Re: [PATCH v2] submodule: prevent overwriting .gitmodules entry on path reuse

Junio C Hamano <gitster@xxxxxxxxx> · Tue, 13 May 2025 14:44:33 -0700

K Jayatheerth <jayatheerthkulkarni2005@xxxxxxxxx> writes:

> When a submodule is added at a path that previously hosted another submodule
> (e.g., 'child'), Git reuses the submodule name derived from the path and
> updates the corresponding entry in .gitmodules. This can silently overwrite
> existing configuration if the old submodule was only moved (e.g., to
> 'child_old') without renaming the submodule.

OK.

> This patch improves the `module_add()` logic by checking whether the
> submodule name already exists in the config but maps to a different path.

We frown upon a patch that says "This patch does X"; just give an
order to the codebase to "be like so".  I.e. "Improve the module-add
by doing X..." is how we phrase a proposed change.

> In such a case, Git now errors out unless `--force` is specified, thus
> preventing accidental overwrites. To proceed safely, the user can provide
> a new name via `--name` or use `--force`.

The above explains what happens in module_add() quite well.

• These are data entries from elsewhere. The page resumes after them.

PR #9021, opened 2024-11-01
Replace md5 with sha256 algorithm

IvanChalukov:
[add yourself]: https://github.com/concourse/governance#individual-contributors
[PR requirements]: https://github.com/concourse/concourse/blob/master/CONTRIBUTING.md#pull-request-requirements

## Changes proposed by this PR

closes #9020

Switching `md5` algorithm to `sha256` across the code base and add migration for database naming convention.

* [x] done

## Notes to reviewer

Tested on FIPS compliant database and on already existing database.

## Release Note

* Switches `md5` algorithm to `sha256` across the code base
* Renames database related entries from `md5` to `sha256` suffix

[imperative mood]: https://chris.beams.io/posts/git-commit/#imperative

PR #9165, opened 2025-03-27
Switch use of md5 hashing to sha256

### LINKED ISSUE #9122: Upgrading after switching md5 to sha256 creates duplicate versions
## Summary

Initial report here: https://github.com/concourse/concourse/pull/9021#issuecomment-2725149695

After upgrading, all resources will have their latest version duplicated. This happens because when we save the version here: https://github.com/concourse/concourse/blob/e5f2552c18b00858de492ca73337eb98f4f2bf36/atc/db/resource_config_scope.go#L261-L290

The `ON CONFLICT` won't conflict on the old version because the old version was stored with an md5 digest, not a sha256 digest.

This results in the latest version of a resource to be duplicated in the database and triggers new builds for any jobs that have `trigger: true` for that resource.

## Steps to reproduce

1. Using the `docker-compose.yml` in this repo, change the image to `concourse/concourse:7.12`.
2. Do `docker compose up -d`
3. Set the following pipeline, which will create one version and trigger the job once
```yaml
resources:
- name: some-resource
  type: mock

jobs:
- name: some-passing-job
  plan:
  - get: some-resource
    trigger: true
```
4. Upgrade to the latest commit on `master`. Change the image back to `concourse/concourse:local` and then `docker compose up -d --build`.

## Expected results

The version is not duplicated and jobs are not triggered after upgrading.

## Actual results

The latest version for a resource is duplicated and triggers downstream builds with `trigger: true` set on them.

## Additional context

I gave some initial thoughts on a solution here: https://github.com/concourse/concourse/pull/9021#issuecomment-2725274967

@IvanChalukov - Would you have time to work a solution for this? I may have to revert this otherwise until a solution for this can be made.

## Triaging info

* Concourse version: `master`

IvanChalukov:

Related to #9021 and #9133

closes #9122

FIPS-compliant PostgreSQL instances restrict the use of `md5` hashing, requiring a transition to `sha256`. To accommodate this, a migration has been implemented to convert all existing `md5` hashes in the affected tables to `sha256`. For large databases, this process may take some time to complete.

* [x] Replace MD5 with SHA-256 in all relevant areas
* [x] Update test cases accordingly
* [x] Perform manual testing to ensure UI functionality remains intact, including features like disabling resources and pinning specific resource versions

## Notes to reviewer
Results from tests on highly loaded database:
#### Setup

| **Component**         | **Details**             |
|----------------------|------------------------|
| **Database Instance** | PostgreSQL on AWS      |
| **Instance Class**    | `db.t4g.xlarge`        |
| **vCPU**             | 4                       |
| **RAM**              | 16 GB                   |
| **Engine Version**   | 16.8                    |
| **Storage**          | 250 GiB                 |

#### Data
Tables | Rows
-- | --
resource_config_versions | 10 337 812
build_resource_config_version_inputs | 18 626 661
build_resource_config_version_outputs | 2 745 473
next_build_inputs | 41 482
resource_caches | 531
resource_disabled_versions | 46
builds | 9 804 696
jobs | 40 006

Migration was done in ~19 mins.

## Release Note

* Must be executed during a scheduled downtime window. Depending on the size of your database the migration could take ten's of minutes or even a few hours. Plan accordingly.
* Replaces MD5 with SHA-256 across the codebase
* Migrates all existing MD5-hashed data to SHA-256 in the database

### DIFF
--- a/atc/db/migration/migrations/1743084615_switch_md5_to_sha256.down.sql
+++ b/atc/db/migration/migrations/1743084615_switch_md5_to_sha256.down.sql
@@ -1,0 +1,133 @@
+SELECT clock_timestamp(); -- Start time
+
+-- Step 1: Revert column renames from version_sha256 back to version_md5
+ALTER TABLE resource_config_versions
+RENAME COLUMN version_sha256 TO version_md5;
+
+ALTER TABLE build_resource_config_version_inputs
+RENAME COLUMN version_sha256 TO version_md5;
+
+ALTER TABLE build_resource_config_version_outputs
+RENAME COLUMN version_sha256 TO version_md5;
+
+ALTER TABLE next_build_inputs
+RENAME COLUMN version_sha256 TO version_md5;
+
+ALTER TABLE resource_caches
+RENAME COLUMN version_sha256 TO version_md5;
+
+ALTER TABLE resource_disabled_versions
+RENAME COLUMN version_sha256 TO version_md5;
+
+--- Drop Indexes
+-- resource_config_versions
+ALTER TABLE resource_config_versions 
+    DROP CONSTRAINT IF EXISTS resource_config_scope_id_and_version_sha_unique;
+DROP INDEX IF EXISTS resource_config_versions_check_order_idx;
+DROP INDEX IF EXISTS resource_config_versions_version;
+
+-- resource_disabled_versions
+DROP INDEX IF EXISTS resource_disabled_versions_resource_id_version_sha_uniq; 
+
+-- resource_caches
+DROP INDEX IF EXISTS resource_caches_resource_config_id_version_sha_params_hash_uniq;
+DROP INDEX IF EXISTS resource_caches_resource_config_id;
+
+-- build_resource_config_version_inputs
+DROP INDEX IF EXISTS build_inputs_resource_versions_idx;
+DROP INDEX IF EXISTS build_resource_config_version_inputs_uniq;
+
+-- build_resource_config_version_outputs
+DROP INDEX IF EXISTS build_resource_config_version_outputs_build_id_idx;
+DROP INDEX IF EXISTS build_resource_config_version_outputs_resource_id_idx;
+DROP INDEX IF EXISTS build_resource_config_version_outputs_uniq;
+
+-- next_build_inputs
+ALTER TABLE next_build_inputs 
+    DROP CONSTRAINT IF EXISTS next_build_inputs_unique_job_id_input_name;
+DROP INDEX IF EXISTS next_build_inputs_job_id;
+
+-- Step 2: Revert all rows to their original md5 values
+WITH json_string_cte AS (
+    SELECT 
+        rcv.id,
+        rcv.version_md5 AS old_version_md5,
+        '{' || string_agg('"' || kv.key || '":"' || kv.value || '"', ',' ORDER BY kv.key) || '}' AS json_string
+    FROM resource_config_versions rcv
+    JOIN jsonb_each_text(rcv.version::jsonb) AS kv ON true
+    WHERE jsonb_typeof(rcv.version::jsonb) = 'object'
+    GROUP BY rcv.id, rcv.version_md5
+),
+hashed_json_string_cte AS (
+    SELECT 
+        json_string_cte.id,
+        json_string_cte.old_version_md5,
+        md5(json_string_cte.json_string) AS new_version_md5
+    FROM json_string_cte
+),
+update_resource_versions AS (
+    UPDATE resource_config_versions rcv
+    SET version_md5 = hjs.new_version_md5
+    FROM hashed_json_string_cte hjs
+    WHERE rcv.id = hjs.id
+),
+update_resource_disabled_versions AS (
+    UPDATE resource_disabled_versions rdv
+    SET version_md5 = hjs.new_version_md5
+    FROM hashed_json_string_cte hjs
+    WHERE rdv.version_md5 = hjs.old_version_md5
+),
+update_build_resource_config_version_inputs AS (
+    UPDATE build_resource_config_version_inputs bri
+    SET version_md5 = hjs.new_version_md5
+    FROM hashed_json_string_cte hjs
+    WHERE bri.version_md5 = hjs.old_version_md5
+),
+update_build_resource_config_version_outputs AS (
+    UPDATE build_resource_config_version_outputs bro
+    SET version_md5 = hjs.new_version_md5
+    FROM hashed_json_string_cte hjs
+    WHERE bro.version_md5 = hjs.old_version_md5
+),
+update_resource_caches AS (
+    UPDATE resource_caches rc
+    SET version_md5 = hjs.new_version_md5
+    FROM hashed_json_string_cte hjs
+    WHERE rc.version_md5 = hjs.old_version_md5
+)
+UPDATE next_build_inputs nbi
+SET version_md5 = hjs.new_version_md5
+FROM hashed_json_string_cte hjs
+WHERE nbi.version_md5 = hjs.old_version_md5;
+
+--- Recreate Indexes
+-- resource_config_versions
+ALTER TABLE resource_config_versions
+    ADD CONSTRAINT resource_config_scope_id_and_version_md5_unique UNIQUE (resource_config_scope_id, version_md5);
+CREATE INDEX resource_config_versions_check_order_idx ON resource_config_versions (resource_config_scope_id, check_order DESC);
+CREATE INDEX resource_config_versions_version ON resource_config_versions USING gin(version jsonb_path_ops) WITH (FASTUPDATE = false);
+
+-- build_resource_config_version_inputs
+CREATE INDEX build_inputs_resource_versions_idx ON build_resource_config_version_inputs (resource_id, version_md5);
+CREATE UNIQUE INDEX build_resource_config_version_inputs_uniq
+ON build_resource_config_version_inputs (build_id, resource_id, version_md5, name);
+
+-- build_resource_config_version_outputs
+CREATE INDEX build_resource_config_version_outputs_build_id_idx ON build_resource_config_version_outputs (build_id);
+CREATE INDEX build_resource_config_version_outputs_resource_id_idx ON build_resource_config_version_outputs (resource_id);
+CREATE UNIQUE INDEX build_resource_config_version_outputs_uniq
+ON build_resource_config_version_outputs (build_id, resource_id, version_md5, name);
+
+-- next_build_inputs
+CREATE INDEX next_build_inputs_job_id ON next_build_inputs USING btree (job_id);
+ALTER TABLE ONLY next_build_inputs
+    ADD CONSTRAINT next_build_inputs_unique_job_id_input_name UNIQUE (job_id, input_name);
+
+-- resource_caches
+CREATE INDEX resource_caches_resource_config_id ON resource_caches USING btree (resource_config_id);
+CREATE UNIQUE INDEX resource_caches_resource_config_id_version_md5_params_hash_uniq
+ON resource_caches (resource_config_id, version_md5, params_hash);
+
+-- resource_disabled_versions
+CREATE UNIQUE INDEX resource_disabled_versions_resource_id_version_md5_uniq
+ON resource_disabled_versions (resource_id, version_md5);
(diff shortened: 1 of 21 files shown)


Kump3r (approved):
Tested with a local Concourse and a similar external Postgres database to what @IvanChalukov described. In my case the migration took around ~20min., but in the end I was able to confirm the previous regressions are no longer applicable. 
- No new builds were rescheduled with the same versions ✅ 
- Disabled versions and pinned versions were not duplicated and re-executed. ✅

taylorsilva (commented):
Thanks for doing the timing tests guys. I'm going to do some local upgrade/downgrade testing just to see if I can find any other breaking scenarios before approving.

taylorsilva (approved):
This LGTM. I was trying to think of versions that might cause key ordering to differ between Go and Postgres again. I made the mock resource output a custom version with this value:

```json
{
  "version_one": "first",
  "version_two": "second",
  "version_three": "third",
  "versionOne": "one",
  "versionTwo": "two",
  "versionThree": "three",
  "version-one": "once",
  "version-two": "twice",
  "version-three": "thrice"
}
```

Go ordered it like this:
```
version-one	once
version-three	thrice
version-two	twice
versionOne	one
versionThree	three
versionTwo	two
version_one	first
version_three	third
version_two	second
```

And Postgresql ordered it like this:
```json
{
  "versionOne": "one",
  "versionTwo": "two",
  "version-one": "once",
  "version-two": "twice",
  "version_one": "first",
  "version_two": "second",
  "versionThree": "three",
  "version-three": "thrice",
  "version_three": "third"
}
```

I made a simple pipeline that would trigger on any new versions found.

I `docker compose`'d what's currently on `master`, set the pipeline, let the job trigger once with the custom version.
I then switched over to this PR branch, `docker compose`'d to upgrade my dev instance. No new version was created and the job didn't trigger a second time.

image
(ignore the errors, they're happening because I'm forcing the mock resource to output a version it doesn't know how to read)

image
(second row is the relevant version to track. First row is the custom mock resource type I made).

I'm going to leave this PR open for one more week just in case someone can think of something else related to the resource versions that might cause issues. I think the one I thought of is unlike anything the majority of resources would ever output as a version. Hopefully it is edge-case-y enough to give us confidence that this does work now and won't cause a bunch of versions to be recreated.

Thanks for the hard work @IvanChalukov!

atc/db/migration/migrations/1743084615_switch_md5_to_sha256.down.sql
```diff
@@ -0,0 +1,131 @@
...
+DROP INDEX IF EXISTS build_resource_config_version_outputs_resource_id_idx;
+DROP INDEX IF EXISTS build_resource_config_version_outputs_uniq;
+
+-- next_build_inputs
+ALTER TABLE next_build_inputs 
+    DROP CONSTRAINT IF EXISTS next_build_inputs_unique_job_id_input_name;
+DROP INDEX IF EXISTS next_build_inputs_job_id;
+
+-- Step 2: Revert all rows to their original md5 values
+WITH json_string_cte AS (
```
aliculPix4D, line 49: @IvanChalukov FYI the following is probably safer...

We had some resources in database with: `{}` reported as version and also some with NULL, but the version_md5 (or version_sha256) is still calculated for them.

So we should cover at least the  `{}`, since they are much more common than we expected.
```
WITH json_string_cte AS (
    SELECT 
        rcv.id,
        rcv.version_md5 AS old_version_md5,
        COALESCE(
            '{' || string_agg('"' || kv.key || '":"' || kv.value || '"', ',' ORDER BY kv.key) || '}',
            '{}'
        ) AS json_string
    FROM resource_config_versions rcv
    LEFT OUTER JOIN jsonb_each_text(rcv.version::jsonb) AS kv ON true
    WHERE jsonb_typeof(rcv.version::jsonb) = 'object'
    GROUP BY rcv.id, rcv.version_md5
),
```

IvanChalukov: @aliculPix4D Does this cause any anomalies in the UI or trigger unexpected resource checks after the migration?

Also, could you provide a sample resource that is stored with `{}` as its version so I can validate the behavior?

IvanChalukov: Hi @aliculPix4D, I tried setting up a resource with empty version but wasn’t able to get it working. Do you have any updates on the questions from my previous comment? Regarding the resources that have `{}` as their version—are they still in use, or just leftovers?

aliculPix4D: Hi @IvanChalukov 

Sorry for the late response. I did double check this, and I "think" (not 100% sure) the reason for it is because these resources all had `check_every: never` (a "put-only" resource). This was the only similarity that I could find in the resource config in those resources.

> Does this cause any anomalies in the UI or trigger unexpected resource checks after the migration?

No, not really. Let me give you a bit more context..

The reason we noticed this is because we deployed in our production our own custom release of Concourse which contained the original "broken" PR that did the switch from md5 to sha256 (See: https://github.com/concourse/concourse/pull/9021#issuecomment-2725149695). We were running this custom release in production, so all our new version hashes in database tables were in sha256 format (we had a mix in md5 from before deployment and sha256 from after deployment). Since the PR got reverted, we had to "recover" and revert this change by doing the same recalculation you are doing in this PR, just in the opposite direction (basically your down script).  We started with your down.sql script, but as it turns out, it was a bit more complex than this and my colleague (@odormond ) had to almost completely rewrite it.

The reason it was more complicated for us, are the duplicated entries that appeared. We were exposed to the problem because the old up-script (from the original PR) was too simple and did not try to convert the hashes. Then, when our concourse run, resource checks produced new versions whose hashes were not found in the DB (sha256 != md5) so they were inserted but the actual version they discovered (the real JSON object) was already there (they were not really "new") -> duplicates.

Originally, I thought you would require the same "improvements" here, and hence I started to report them, but after further discussion, we don't think your PR would need to change the up/down script because simply your up script from this PR would do the proper recalculation from the get-go, and hence you will never get those duplicated entries and the same troubles we were in.

aliculPix4D: Note that I also noticed that in our database we have 12 versions that have are not covered due to:
`WHERE jsonb_typeof(rcv.version::jsonb) = 'object'` filter.
```
     id     | version |           version_md5            
------------+---------+----------------------------------
 3578861433 | null    | 37a6259cc0c1dae299a7866489dff0b
...
```
where the 37a6259cc0c1dae299a7866489dff0b is just md5 of null string.

I am unsure how common is this occurance in other deployments, but maybe something to also keep in mind.

IvanChalukov: Thanks for the detailed explanation, @aliculPix4D. I’ll go ahead and resolve this conversation since there are no action items. Feel free to reach out if you come across anything that might be problematic. I really appreciate your findings and suggestions.

IvanChalukov: We expect the version to be valid JSON rather than `null`, so it can be properly structured as key/value pairs. Handling `null` objects doesn’t seem appropriate on my side. You could clean up the versions for this resource.
And again I do not know how this version could be used in any pipeline.

taylorsilva: Thanks for hashing this out guys! I think I'm going to try and do some data collection from the community here. I'm worried about breaking people's databases or making the upgrade very hard for folks to do. Right now I agree with you Ivan, it appears there's nothing we need to change here. The super cautious side of me wants to further validate how likely it is that users will run into these edge-cases. I'll open up an issue for this though and make call-out for how community users can help us. I'm going to look at the ci.concourse-ci.org database first.

taylorsilva:
Following up on the previous conversation in this PR currently marked as resolved: I locally ran a copy of the `ci.concourse-ci.org` database, looking for any `{}` or NULL versions in `resource_config_versions` and `resource_caches` tables. I did not find any in there. I used this query:

```sql
select count("version") from resource_config_versions where "version" = '{}'::jsonb or "version" IS NULL;
select count("version") from resource_caches rc where "version" = '{}'::jsonb or "version" is NULL;
```

I'm going to make a call out to the community to run the above query to see if this is also the case for others or if Pix4D's case is more common.

---

Since I had a local copy of our prod db, I ran the migration just to get a sense of how long it might take to run in prod and got a 6min runtime. This is on an M1 macbook pro with 32GB ram, running Postgres 17 natively (not in docker).

taylorsilva:
@IvanChalukov Based on the data so far from https://github.com/orgs/concourse/discussions/9265 it looks like empty versions `{}` are present in people's databases.

I think these empty versions must come from custom resources. I modified the `mock` resource type to return an empty version. You can use that image here: https://hub.docker.com/r/concourseteam/mock-resource/tags

image

```yaml
resource_types:
  - name: mock-empty
    type: registry-image
    source:
      repository: concourseteam/mock-resource
      tag: empty-version

resources:
  - name: mock
    type: mock-empty

jobs:
  - name: job
    plan:
      - get: mock
```

image

This is probably something we shouldn't allow. I'll open a separate issue for that.

Anyways, what happens when we upgrade a db running Concourse 7.14 to `master`?
I setup a local Concourse running 7.14 and set the above pipeline. Db looks like this:
image

Then I upgraded it the latest code on `master`. Db looked like this after:
image

Empty versions are not recalculated, as previously stated in prior comments.

I've also just discovered another issue related to 7.14. The latest migration number comes after the one in this PR: 
image

Which currently causes upgrades to fail.

## Action Items

Based on the above, the following work needs to be done:
- Migration number needs to be updated so it's the latest migration. I'll go ahead and fix this myself.
- The migration needs to be updated to handle `{}` empty json versions. I'd like to assign this to you @IvanChalukov 
- Open new issue to potentially filter out or error when resources return empty versions.

aliculPix4D:
> I've also just discovered another issue related to 7.14. The latest migration number comes after the one in this PR:

@taylorsilva does this mean that people who deployed v7.14.X all have this issue with migration history and that you will have to release v7.14.2? or that happened only in your experiment because you first deployed the master?

Kump3r:
> > I've also just discovered another issue related to 7.14. The latest migration number comes after the one in this PR:
> 
> @taylorsilva does this mean that people who deployed v7.14.X all have this issue with migration history and that you will have to release v7.14.2? or that happened only in your experiment because you first deployed the master?

No it means that in master the md5_sha256 migration needs to come after the other, since it uses timestamp names to schedule the order of migrations, but due to the older migration still not being released it needs to be renamed.

taylorsilva:
What Kalin said! There will be no issue for users, this was only an issue present on `master` and doesn't affect any released version of Concourse.

ragaskar:
👋 

Hi folks -- not following all of this, but I see that in this thread there was possibly some concern that these changes could cause builds to be incorrectly re-run, I thought I'd add some anecdotal data: 

we just upgraded to 8.0.0 and it looks like we had re-runs for jobs that triggered off of the gcs-resource. That is, it _looks like_ after our deployment we had two jobs get triggered by inputs that we had already processed. I'm not really up-to-speed on how version-ing etc works with resources so my statement might appear nonsensical, apologies. 

I see two jobs where this has happened (both related to [gcs-resource](https://github.com/frodenas/gcs-resource)). Those two jobs do not have a "version" (maybe?? I'm not sure if the "version" returned as part of the resource `in` is the same thing as the concourse `version` for the resource) because we don't set a regex for them -- they just have a "generation".  Curiously previous builds never show this resource appearing as "changed" -- even when the generation ticks up. 

There are another few jobs that use the gcs-resource that didn't re-trigger and they _did_ have a regex set and thus had a `version` value. If this is the same `version` as a concourse `version` it sounds like that explains our problem ... 

After reading more of the gcs-resource README I think the "why didn't it change previously" makes more sense to me: 

"Objects will be found via the pattern configured by regexp or versioned_file. The versions will be used to order them (using [semver](http://semver.org/)). Each object's filename is the resulting version." 

The filename would never have changed in this case. Doesn't necessarily explain why it triggered now, but maybe that comes down to the hash approach changing? I dunno. It's not that big of a deal for us, but maybe I'll come back if we see future triggering fail for some reason. 

No request for action, just noting this in case someone else shows up having observed similar behavior looking for anecdotes.

taylorsilva:
We did find issues related to jobs re-running or not running at all with versions they previously ran with. Thanks for trying to explain your situation. It sounds like there may have been a bug of some kind but there's not enough info for me to speculate. As you said, you don't fully get how the resource versioning stuff works, so maybe things are behaving as expected?

@ragaskar 
If you want to share the job history of the version that triggered the re-run, that would be help. This page specifically when you click on a resource in a pipeline:
image

And highlight the jobs that got re-run. Then on the build logs for that job, if you could show the `get` steps, like this:
image

If the `get` step has the text highlighted yellow, that means it was the cause of the trigger. I'm curious if that's the case for your gcs resource's version.

PR #9166, opened 2025-03-28
refactor: simplify hasPermission method in accessor

analytically:
Improve code readability by removing redundant boolean operation and temporary variable in the hasPermission method. No functional change as this simplification would likely be performed by the compiler anyway.


taylorsilva (approved):
whoa, that was a weird way to do that before. Feels like someone overthinking things 😅

Issue #9147, opened 2025-03-20
Release 7.13.0


taylorsilva:
Steps for a new major/minor release:

* [x] Add this issue to the `v<M.m.x>` milestone

* [x] Create your release branch on the `concourse/concourse` github repo with the following format `release/M.m.x` (M being the major version and m being the minor version)

* [x] Create the release branch on `concourse/concourse-docker` repository.

* [x] Create the release branch on the `concourse/concourse-bosh-release` repository. Make any missing changes to the spec of `web` or `worker` depending on if the release contains any changes that adds or modifies any flags.

  * Any changes you make on the branch will not get automatically merged back to master so try to make the changes on master and then create the branch from there.
  * We should really have something that will merge the branch back to master. (like we do for the `concourse/concourse` branches)

* [x] Create the release branch on `concourse/concourse-bosh-deployment` repository.

* [x] Create the release branch on `concourse/concourse-chart` repository from the `dev` branch. Make any missing changes to `values.yaml` or `templates/web-deployment.yaml` for changes to flags on web or `templates/worker-deployment.yaml` for changes to flags on the worker.

* [x] Bump the appropriate versions for resource types. Go to the releases page `https://project.concourse-ci.org/releases` and take a look at which resource type repositories have had new commits or PRs. Take a look at what those changes entail and bump the version in their respective pipeline in `ci.concourse-ci.org`.

  * If the changes were only README or repo restructuring changes with no user impact, you don't need to bump the version
  * If the changes were small bug fixes or changes, you can do a patch version bump
  * If the changes were adding of features, you can do a minor version bump
  * If the changes involve a breaking changes, that should be a major version bump
  * [x] https://github.com/concourse/git-resource/ - Minor bump
  * [x] https://github.com/concourse/registry-image-resource - Minor bump
  * [x] https://github.com/concourse/time-resource/ - Minor bump
  * [x] https://github.com/concourse/s3-resource - Major bump. V2 signing removed.
  * [x] https://github.com/concourse/github-release-resource/ - Minor bump
  * [x] https://github.com/concourse/pool-resource/ - Patch bump
  * [x] https://github.com/concourse/semver-resource - Minor bump
  * [x] https://github.com/concourse/docker-image-resource/ - Patch bump
  * [x] https://github.com/concourse/hg-resource - Patch bump
  * [x] https://github.com/concourse/bosh-io-release-resource - Patch bump
  * [x] https://github.com/concourse/bosh-io-stemcell-resource - Patch bump

[...]

PR #9173, opened 2025-04-01
runtime: Seccomp update

taylorsilva:

Related to #9147

Fixes the issue we found on workers running on v5 of the linux kernel. When running `curl` we'd see `getaddrinfo() thread failed to start`.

What is puzzling about this change is that the new helper function
and changes to configure_added_submodule() is not described at all
in the proposed log message.  How are they relevant and why do we
need them?

> @@ -3443,6 +3452,7 @@ static int module_add(int argc, const char **argv, const char *prefix,
>  	int force = 0, quiet = 0, progress = 0, dissociate = 0;
>  	struct add_data add_data = ADD_DATA_INIT;
>  	const char *ref_storage_format = NULL;
> +	const struct submodule *existing;
>  	char *to_free = NULL;
>  	struct option options[] = {
>  		OPT_STRING('b', "branch", &add_data.branch, N_("branch"),
> @@ -3546,6 +3556,32 @@ static int module_add(int argc, const char **argv, const char *prefix,
>  	if(!add_data.sm_name)
>  		add_data.sm_name = add_data.sm_path;
>  
> +	existing = submodule_from_name(the_repository,
> +					null_oid(the_hash_algo),
> +					add_data.sm_name);
> +
> +	if (existing && strcmp(existing->path, add_data.sm_path)) {

If the name is in use, and the submodule with that name is at a
different path, then we are in trouble, OK.

> +		if (!force)
> +			die(_("submodule name '%s' already used for path '%s'"),
> +			add_data.sm_name, existing->path);
> +
> +		/* --force: build <name><n> until unique */
> +		struct strbuf buf = STRBUF_INIT;

"-Wdeclaration-after-statement"

> +		strbuf_addstr(&buf, add_data.sm_name);
> +
> +		for (int i = 1; ; i++) {
> +			strbuf_setlen(&buf, 0);
> +			strbuf_addf(&buf, "%s%d", add_data.sm_name, i);
> +
> +			if (!submodule_from_name(the_repository,
> +						null_oid(the_hash_algo),
> +						buf.buf))
> +				break;
> +		}
> +
> +		add_data.sm_name = strbuf_detach(&buf, NULL);
> +	}
> +

What is the memory ownership rule for add_data.sm_name?  Earlier we
saw in a pre-context of a hunk that this was assigned from
add_data.sm_path, so in that codepath it is considered a borrowed
piece of memory, but here the member has to be the one that owns the
string detached from the strbuf, which eventually must be freed by
somebody, or it would be a memory leak.